PR #2356, opened 2020-04-03
Add Wappalyzer Updates Github Action

kingthorin:
Versus the April 3rd run from the test repo this one uses different github token, different git global config details, and further uses $GITHUB_USER in various places (global config and URLs), and standardizes the permissions of icons before copying them.

This job is setup to run 'At 04:00 on day-of-month 3.', per https://help.github.com/en/actions/reference/workflow-syntax-for-github-actions#onschedule time is UTC.

### DIFF
--- a/.github/workflows/create_wappalyzer_update.yml
+++ b/.github/workflows/create_wappalyzer_update.yml
@@ -1,0 +1,44 @@
+name: Create Wappalyzer Update PR
+
+on:
+  schedule:
+    - cron:  '0 4 3 * *'
+
+jobs:
+  create_pr:
+    name: Create Pull Request
+    runs-on: ubuntu-latest
+    steps:
+    - name: Build Feature Branch and Raise PR
+      run: |
+        # Setup git details
+        export GITHUB_USER=zapbot
+        git config --global user.email "12745184+zapbot@users.noreply.github.com"
+        git config --global user.name $GITHUB_USER
+        # Clone repos
+        git clone https://github.com/AliasIO/wappalyzer.git --depth 1
+        git clone -o upstream https://github.com/zaproxy/zap-extensions.git
+        cd zap-extensions
+        git remote add origin https://github.com/$GITHUB_USER/zap-extensions.git
+        cd ../wappalyzer
+        # Setup env vars for later
+        SRC_BASE="AliasIO/Wappalyzer@"$(git log -1 --format=format:%h)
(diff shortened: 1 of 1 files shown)


.github/workflows/create_wappalyzer_update.yml
```diff
@@ -0,0 +1,45 @@
...
+jobs:
+  create_pr:
+    name: Create Pull Request
+    runs-on: ubuntu-latest
+    steps:
+    - name: Build Feature Branch and Raise PR
+      run: |
+        # Setup git details
+        export GITHUB_USER=zapbot
+        git config --global user.email "zapbot@zaproxy.org"
```
thc202, line 19: `12745184+zapbot@users.noreply.github.com`

.github/workflows/create_wappalyzer_update.yml
```diff
@@ -0,0 +1,45 @@
...
+        git config --global user.name $GITHUB_USER
+        # Clone repos
+        git clone https://github.com/AliasIO/wappalyzer.git
```
thc202, line 22: `--depth 1` ?

kingthorin: For zap-extensions as well?

kingthorin:
Would you prefer that this used `apt`?
Would you prefer that I broke it into more discrete steps?

Both those points came up as feedback on other workflow jobs over the weekend.

.github/workflows/create_wappalyzer_update.yml
thc202: Was just suggesting for this repo, the one that will be pushed/PRed needs the whole history (at least the last time I tried push/PR GitHub didn't like the partial history).

thc202:
I'm fine with the current steps/commands.

.github/workflows/create_wappalyzer_update.yml
```diff
@@ -0,0 +1,47 @@
+name: Create Wappalyzer Update PR
+
+on:
+  push:
+    paths:
+      README.md
```
thc202, line 6: Just noticed now.

kingthorin: Good catch, that's a leftover from the test repo. We don't need push included at all.

kingthorin:
Fixed

thc202:
Thanks!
⁂
=== THE TASK ===
A word-for-word copy of the data above is the goal, so set it all down again.

=== OUTPUT FOR THIS TASK ===
PR #2356, opened 2020-04-03
Add Wappalyzer Updates Github Action

kingthorin:
Versus the April 3rd run from the test repo this one uses different github token, different git global config details, and further uses $GITHUB_USER in various places (global config and URLs), and standardizes the permissions of icons before copying them.

This job is setup to run 'At 04:00 on day-of-month 3.', per https://help.github.com/en/actions/reference/workflow-syntax-for-github-actions#onschedule time is UTC.

### DIFF
--- a/.github/workflows/create_wappalyzer_update.yml
+++ b/.github/workflows/create_wappalyzer_update.yml
@@ -1,0 +1,44 @@
+name: Create Wappalyzer Update PR
+
+on:
+  schedule:
+    - cron:  '0 4 3 * *'
+
+jobs:
+  create_pr:
+    name: Create Pull Request
+    runs-on: ubuntu-latest
+    steps:
+    - name: Build Feature Branch and Raise PR
+      run: |
+        # Setup git details
+        export GITHUB_USER=zapbot
+        git config --global user.email "12745184+zapbot@users.noreply.github.com"
+        git config --global user.name $GITHUB_USER
+        # Clone repos
+        git clone https://github.com/AliasIO/wappalyzer.git --depth 1
+        git clone -o upstream https://github.com/zaproxy/zap-extensions.git
+        cd zap-extensions
+        git remote add origin https://github.com/$GITHUB_USER/zap-extensions.git
+        cd ../wappalyzer
+        # Setup env vars for later
+        SRC_BASE="AliasIO/Wappalyzer@"$(git log -1 --format=format:%h)
(diff shortened: 1 of 1 files shown)


.github/workflows/create_wappalyzer_update.yml
```diff
@@ -0,0 +1,45 @@
...
+jobs:
+  create_pr:
+    name: Create Pull Request
+    runs-on: ubuntu-latest
+    steps:
+    - name: Build Feature Branch and Raise PR
+      run: |
+        # Setup git details
+        export GITHUB_USER=zapbot
+        git config --global user.email "zapbot@zaproxy.org"
```
thc202, line 19: `12745184+zapbot@users.noreply.github.com`

.github/workflows/create_wappalyzer_update.yml
```diff
@@ -0,0 +1,45 @@
...
+        git config --global user.name $GITHUB_USER
+        # Clone repos
+        git clone https://github.com/AliasIO/wappalyzer.git
```
thc202, line 22: `--depth 1` ?

kingthorin: For zap-extensions as well?

kingthorin:
Would you prefer that this used `apt`?
Would you prefer that I broke it into more discrete steps?

Both those points came up as feedback on other workflow jobs over the weekend.

.github/workflows/create_wappalyzer_update.yml
thc202: Was just suggesting for this repo, the one that will be pushed/PRed needs the whole history (at least the last time I tried push/PR GitHub didn't like the partial history).

thc202:
I'm fine with the current steps/commands.

.github/workflows/create_wappalyzer_update.yml
```diff
@@ -0,0 +1,47 @@
+name: Create Wappalyzer Update PR
+
+on:
+  push:
+    paths:
+      README.md
```
thc202, line 6: Just noticed now.

kingthorin: Good catch, that's a leftover from the test repo. We don't need push included at all.

kingthorin:
Fixed

thc202:
Thanks!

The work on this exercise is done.